Question
Two parallel lines $l$ and $m$ are intersected by a transversal $p$. Show that the quadrilateral formed by the bisectors of interior angles is a rectangle.
✓
Answer
Here, it is given that $QR \parallel PS$ and transversal $p$ intersects them at points $A$ and $C$ respectively.
The bisectors of $\angle ACR$ and $\angle SAC$ intersect at $D$ and the bisectors of $\angle PAC$ and $\angle ACQ$ intersect at $B.$
We have to prove that quadrilateral$\text{ABCD}$ is a rectangle.

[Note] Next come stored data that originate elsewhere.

PR #5765, opened 2021-06-06
Trigger actions when tiddlers change

BurningTreeC:
This PR allows to trigger actions when a specified tiddler changes

- We create a tiddler tagged `$:/tags/TiddlerChangeAction`
- The text field contains the action to be invoked
- The `change-tiddler` field contains the title of the tiddler that must change in order for the actions to be invoked

Sometimes tiddlers may change automatically, like the tiddler `$:/info/darkmode` and it would be suitable to invoke an action if they change

I also have in mind adding a mechanism like the one that detects dark mode, which detects if the window-width is lower than `$:/themes/tiddlywiki/vanilla/metrics/sidebarbreakpoint` ... but I'll have to ask @Jermolene if that's doable

### DIFF
--- a/core/modules/tiddler-change.js
+++ b/core/modules/tiddler-change.js
@@ -19,7 +19,7 @@ function TiddlerChangeManager(options) {
 	this.tiddlerActionList = [];
 	this.updateTiddlerChangeLists(this.getTiddlerList());
 	$tw.wiki.addEventListener("change",function(changes) {
-		self.handleShortcutChanges(changes);
+		self.handleTiddlerChanges(changes);
 	});
 }
 
@@ -52,27 +52,7 @@ TiddlerChangeManager.prototype.handleChangedTiddlerEvent = function(event) {
 	return false;
 };
 
-TiddlerChangeManager.prototype.detectNewShortcuts = function(changedTiddlers) {
-	var shortcutConfigTiddlers = [],
-		handled = false;
-	$tw.utils.each(this.lookupNames,function(platformDescriptor) {
-		var descriptorString = "$:/config/" + platformDescriptor + "/";
-		Object.keys(changedTiddlers).forEach(function(configTiddler) {
-			var configString = configTiddler.substr(0, configTiddler.lastIndexOf("/") + 1);
-			if(configString === descriptorString) {
-				shortcutConfigTiddlers.push(configTiddler);
-				handled = true;
-			}
-		});
-	});
-	if(handled) {
-		return $tw.utils.hopArray(changedTiddlers,shortcutConfigTiddlers);
-	} else {
-		return false;
-	}
-};
-
-TiddlerChangeManager.prototype.handleShortcutChanges = function(changedTiddlers) {
+TiddlerChangeManager.prototype.handleTiddlerChanges = function(changedTiddlers) {
 	var newList = this.getTiddlerList();
 	var hasChanged = $tw.utils.hopArray(changedTiddlers,this.actionTiddlers) ? true :
 		($tw.utils.hopArray(changedTiddlers,newList) ? true : false);
--- a/core/modules/tiddler-change.js
+++ b/core/modules/tiddler-change.js
@@ -2,9 +2,7 @@
 title: $:/core/modules/tiddler-change.js
 type: application/javascript
 module-type: global
-
 Tiddler change handling utilities
-
 \*/
 (function(){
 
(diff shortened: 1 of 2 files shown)


Jermolene:
Hi @BurningTreeC that's very interesting, and not something I'd given consideration to before.

One point is that we need to be very careful how we document the semantics. Given the asynchronous nature of the wiki "change" event, it seems like it would be possible for the listener to miss changes to rapidly changing tiddlers. (In other words, the tiddler value is changed again before the actions are triggered).

The present implementation seems like it's got some dependencies to keyboard shortcut handling which will need resolving.

But I think the main problem is that listening for changes to specific, named tiddlers doesn't cover all the common use cases. In particular, a pattern we often see in plugins is needing to keep track of changes to the results of a tiddler filter. For example, keeping track of tiddlers with a particular tag, and being able to process insertions, deletions and changes. With a primitive like that, we could potentially implement the storyview functionality in wikitext.

core/modules/tiddler-change.js
```diff
@@ -0,0 +1,87 @@
...
+TiddlerChangeManager.prototype.getTiddlerList = function() {
+	return $tw.wiki.getTiddlersWithTag("$:/tags/TiddlerChangeAction");
+};
+
+TiddlerChangeManager.prototype.updateTiddlerChangeLists = function(tiddlerList) {
+	this.actionTiddlers = tiddlerList;
+	for(var i=0; i<tiddlerList.length; i++) {
+		var title = tiddlerList[i],
+			tiddlerFields = $tw.wiki.getTiddler(title).fields;
+		this.tiddlerChangeList[i] = tiddlerFields["change-tiddler"] !== undefined ? tiddlerFields["change-tiddler"] : undefined;
```
pmario, line 35: I think, the field name should be different. IMO it contains the "triggering-tiddler" or may be "watch-tiddler" which I do like more.

BurningTreeC: I like them both @pmario

BurningTreeC:
> Hi @BurningTreeC that's very interesting, and not something I'd given consideration to before.

Do you think I should go ahead with this mechanism?

> One point is that we need to be very careful how we document the semantics. Given the asynchronous nature of the wiki "change" event, it seems like it would be possible for the listener to miss changes to rapidly changing tiddlers. (In other words, the tiddler value is changed again before the actions are triggered).

I'll try testing this behavior

> 
> The present implementation seems like it's got some dependencies to keyboard shortcut handling which will need resolving.

Yes, I just quickly copied things over from the keyboard shortcut handling mechanism, I'll resolve these things

> 
> But I think the main problem is that listening for changes to specific, named tiddlers doesn't cover all the common use cases. In particular, a pattern we often see in plugins is needing to keep track of changes to the results of a tiddler filter. For example, keeping track of tiddlers with a particular tag, and being able to process insertions, deletions and changes. With a primitive like that, we could potentially implement the storyview functionality in wikitext.

Could you make more detailed examples if I don't ask too much?

pmario:
>I also have in mind adding a mechanism like the one that detects dark mode, which detects if the window-width is lower than $:/themes/tiddlywiki/vanilla/metrics/sidebarbreakpoint ... but I'll have to ask @Jermolene if that's doable

ATM `$:/info/browser/screen/width` isn't a dynamic variable. See some similar discussion at: https://github.com/Jermolene/TiddlyWiki5/pull/4374 ... So imo we would need a new namespace for the `$:/info/browser/` section. May be `$:/info/browser/active/xxx` ... BUT those active elements may fire at a rapid pace, which IMO would kill the nodejs syncer ... 

So those rapid firing tiddlers would need to be blocked from syncing and they may have the potential to create "race conditions" due to the "change" event being async. As Jeremy mentioned.

Jermolene:
> Could you make more detailed examples if I don't ask too much?

Hi @BurningTreeC I'm suggesting that a general purpose tiddler tracking mechanism would track changes to filters, not specific, individual tiddlers.

It could run in two different ways:

* Tracking changes to the result list itself, and thus running actions when a new title appears in the result list, or a title is removed
* Tracking changes to the tiddlers identified by the filter. There would have to be a way to specify which fields are considered when comparing tiddlers

I'm not sure if both would be required. On the face of it, the second behaviour could be emulated with some combination of filters that get the values of the tiddlers in the result list. For example, a filter like `[{$:/title/of/tiddler/to/be/tracked}]` could be used to track changes to the text field of a specific tiddler

Another example would be tracking `[tag[$:/tags/Post]]` to initiate a publishing job whenever a blog post is changed.

BurningTreeC:
> > Could you make more detailed examples if I don't ask too much?
> 
> Hi @BurningTreeC I'm suggesting that a general purpose tiddler tracking mechanism would track changes to filters, not specific, individual tiddlers.

Thanks @Jermolene,
> 
> It could run in two different ways:
> 
> * Tracking changes to the result list itself, and thus running actions when a new title appears in the result list, or a title is removed
> * Tracking changes to the tiddlers identified by the filter. There would have to be a way to specify which fields are considered when comparing tiddlers
> 
> I'm not sure if both would be required. On the face of it, the second behaviour could be emulated with some combination of filters that get the values of the tiddlers in the result list. For example, a filter like `[{$:/title/of/tiddler/to/be/tracked}]` could be used to track changes to the text field of a specific tiddler
> 
> Another example would be tracking `[tag[$:/tags/Post]]` to initiate a publishing job whenever a blog post is changed.

Thank you for your explanations, I'll try building something that tracks changes to the result lists and see if that works out

BurningTreeC:
ready for a quick review @Jermolene @pmario

BurningTreeC:
@Jermolene, any thoughts on this?

Jermolene:
Hi @BurningTreeC there's quite a lot still to think about:

* I don't have a good idea of the use cases for the technique
* I don't know whether tracking the filter results is sufficient (see my point above about detecting tiddler changes instead)
* The semantics seem awkward because of the interactions with the refresh mechanism. For example, we can't really guarantee to "see" all the values that a tiddler takes on over time

So, for me at the moment it remains an interesting new idea to think about, but I don't think we're close to being able to merge it.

From the given figure, we have
$\angle PAC = \angle ACR [$Alternate angles as $l \parallel m$ and $p$ is a transversal$]$
So, $\frac{1}{2} \angle PAC = \frac{1}{2} \angle ACR$
i.e., $\angle BAC = \angle ACD$
These form a pair of alternate angles for lines $AB$ and $DC$ with $AC$ as a transversal and they are equal also.
So$, AB \parallel DC$
Similarly $, BC \parallel AD [$Considering $\angle ACB$ and $\angle CAD]$
Therefore, quadrilateral $\text{ABCD}$ is a parallelogram
Also, $\angle PAC + \angle CAS = 180^\circ [$ by the property of Linear pair$]$
So, $\frac{1}{2} \angle PAC + \frac{1}{2} \angle CAS = \frac{1}{2} \times 180^\circ = 90^\circ$
or, $\angle BAC + \angle CAD = 90^\circ$
or, $\angle BAD = 90^\circ$
So, $\text{ABCD}$ is parallelogram in which one angle $(\angle BAD )$ is $90^\circ$.
Therefore, $\text{ABCD}$ is a rectangle.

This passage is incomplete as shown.